A Lógica Do Tó Zé

ToZeO To Zé Inseguro vai se reunir amanhã com o primeiro-ministro respondendo a um convite endereçado pelo próprio Passos Coelho. Para que não restem dúvidas das intenções do Tó Zé, este já veio dizer que não espera “consensos” sendo que a palavra “consenso” é usada neste contexto para definir a aproximação do primeiro-ministro à posição do PS que defende que não se façam mais cortes.

Deve ser esta mesma espécie de “consenso” que o Tó Zé deseja  alcançar com os nossos credores quando defende com firmeza a renegociação das condições de ajustamento ao mesmo tempo que proclama com a mesma convicção que pretende honrar os compromissos do estado português.

O Tó Zé parece ainda acreditar que as mesmas políticas despesistas que nos trouxeram até esta situação – quando aparentemente havia dinheiro – e que culminaram num pedido de ajuda à troika em Maio de 2011 por falta de liquidez vão agora – quando não temos dinheiro – abrir milagrosamente um caminho próspero de “crescimento e emprego”.

Haja paciência…

11 pensamentos sobre “A Lógica Do Tó Zé

  1. VidalFerreira

    Sei que isto não tem nada a ver com o texto, mas tenho de comentar isto: governo decreta que “A partir de 1 de Maio vai ser proibido vender shots a menores de 18 anos.”

    Bom, eu vou estar 23 dias de “clausura” ao mundo do álcool, visto fazer 18 anos no dia 23 de Maio. Vou ser daqueles casos exóticos que a quem já foi autorizado o consumo de álcool e foi barrado por um período de tempo e depois voltará a ser autorizado. Há quem tenha um período de barramento de 1 ano ou mais. No meu caso, são 23 dias (idiotice).

    Declaro, aqui no Insurgente, que nesses 23 dias beberei 1 shot por dia. Eu que já nem me lembro da última vez que bebi álcool, vou beber 23 shots em 23 dias. Isto em protesto contra este condicionamento das liberdades individuais. Ai querem que eu deixe de beber álcool? Obriguem-me!! A saúde é minha! Faço com ela o que quiser, entendido? Prendam-me já agora, otários!

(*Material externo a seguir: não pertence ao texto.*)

PR #604, opened 2018-04-19
containers_test: Perfect testing

q384566678:
1.Rename some function names and distinguish them from test functions in
images_test.
2.Improve test content in containers_test.

### DIFF
--- a/cmd/buildah/containers_test.go
+++ b/cmd/buildah/containers_test.go
@@ -1,11 +1,12 @@
 package main
 
 import (
+	"fmt"
 	"strings"
 	"testing"
 )
 
-func TestTemplateOutputValidFormat(t *testing.T) {
+func TestContainerTemplateOutputValidFormat(t *testing.T) {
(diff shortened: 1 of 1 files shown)


cmd/buildah/containers_test.go
```diff
@@ -43,3 +44,64 @@ func TestTemplateOutputInvalidFormat(t *testing.T) {
 		t.Fatalf("expected error invalid format")
 	}
 }
+
+func TestContainerTemplateOutputInexistenceField(t *testing.T) {
```
rhatdan: I was not familiar with the work Inexistence, I would have used Nonexistent, but since it is a real word, I am fine with it.

rhatdan:
Can you amend you PR so the name does not have a typo.

s/contaienrs_test/containers_test

q384566678:
updated.

rhatdan:
@rh-atomic-bot r+
Thanks @q384566678

PR #605, opened 2018-04-19
buildah-image: add validation to 'format'

q384566678:
Same as #589.

Duplicate function name `TestTemplateOutputInvalidFormat` was modified in #604.

### DIFF
--- a/cmd/buildah/images.go
+++ b/cmd/buildah/images.go
@@ -4,6 +4,7 @@ import (
 	"context"
 	"fmt"
 	"os"
+	"regexp"
 	"strings"
 	"text/template"
 	"time"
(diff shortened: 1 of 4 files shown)


cmd/buildah/images.go
```diff
@@ -373,6 +374,13 @@ func formattedSize(size int64) string {
 }
 
 func outputUsingTemplate(format string, params imageOutputParams) error {
+	matched, err := regexp.MatchString("{{.*}}", format)
+	if err != nil {
```
rhatdan: Nit: can you combine these two lines together
```
if matched, err := regexp.MatchString("{{.*}}", format); err != nil {
...
```

q384566678: Fine, updated.

rhatdan:
LGTM

cmd/buildah/images_test.go
```diff
@@ -50,6 +50,23 @@ func TestTemplateOutputValidTemplate(t *testing.T) {
 	}
 }
 
+func TestTemplateOutputInvalidFormat(t *testing.T) {
```
TomSweeneyRedHat: I think you're having a collision with this function name and the one in the containers test

TomSweeneyRedHat:
Changes LGTM overall, looks like you need to tweak the name of the test function to make the tests happy.

cmd/buildah/images_test.go
q384566678: updated, PTAL.

rhatdan:
Thanks @q384566678 
@rh-atomic-bot r+

PR #610, opened 2018-04-20
Fix README example of buildah config

TristanCacqueray:
The example needs to use config argument before the container name,
otherwise it is failing with: too many arguments specified.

    (sou apoiante “passivo” deste governo, por enquanto…)

    (de facto, limitar legislativamente o álcool resulta… vejam só o meu caso: 23 shots que nunca pensei que iria beber e vou beber, além de que é escusado dizer que os bares e discotecas nem vão cumprir estas normas. Era porreiro para a saúde mental dos portugueses que parassem com estes disparates).

    Tenho dito.

  2. Joaquim Amado Lopes

    Vidal Ferreira (1),
    Acho que 23 shots em 23 dias é muito pouco. Devia era beber 23 shots em cada um desses 23 dias. Assim, é que lhes mostrava. Melhor ainda se, em resultado da sua “resistência pacífica”(?), desse entrada nas Urgências em coma álcoolico. Aposto que revogavam logo a Lei.

    Só por curiosidade, o que é que contesta concretamente?
    1. Ser proíbida a venda de shots a menores de uma certa idade?
    2. Essa proibição ser a menores de 18 anos e não outra idade?
    3. Essa proibição entrar em vigor 23 dias de o Vidal fazer 18 anos?
    4. Não estar prevista uma excepção para quem faça 18 anos nos 23 dias seguintes à entrada em vigor da Lei?

  3. rmg

    Ao Sr. Joaquim Amado Lopes

    Excelente análise do “””comentário””” (assim mesmo , com muitas aspas e ainda são poucas ) do Sr (ouSrª) VidalFerreira .

    O rapazinho (ou a rapariguinha) acha que o mundo gira à volta dele/dela e que um decreto só devia ser publicado depois de terem
    falado com ele/ela e estarem certos que não lhe íam causar grande incómodo nem perturbar-lhe demasiado a tão útil existência .

    Acho que todos aqueles que lerem aquilo já nem vão conseguir dormir bem até 23 de Maio .
    Será certamente o meu caso , não consigo conciliar o sono quando tenho ataques de riso continuos .

  4. a iniciativa até que não é má, o problema é ate que ponto o estado pode interferir na vida das pessoas e como estas crostialidades podem ser uma mera trojanice para outras coisas

  5. VidalFerreira

    “Acho que 23 shots em 23 dias é muito pouco. Devia era beber 23 shots em cada um desses 23 dias.”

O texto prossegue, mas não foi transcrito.